PROBLEM
For the data that follows, report how many lines include the string "this", and write the number alone.

RECORDS SUPPLIED
PR #651, opened 2026-06-22
refactor(store): No need to clone the `Arc`, deref store right away

alexsnaps:
Real minor change, but there is no need to `Arc::clone` the `ResponseStore`, `deref`ing and using the reference right away is sufficient as we do all this while `ResponseStoreFilter` being deref'ed itself, or am I missing some (possibly future?) intent here?

/cc @leseb


leseb (approved):
good catch, this wasn't intentional - thanks!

RESPONSE BELOW
2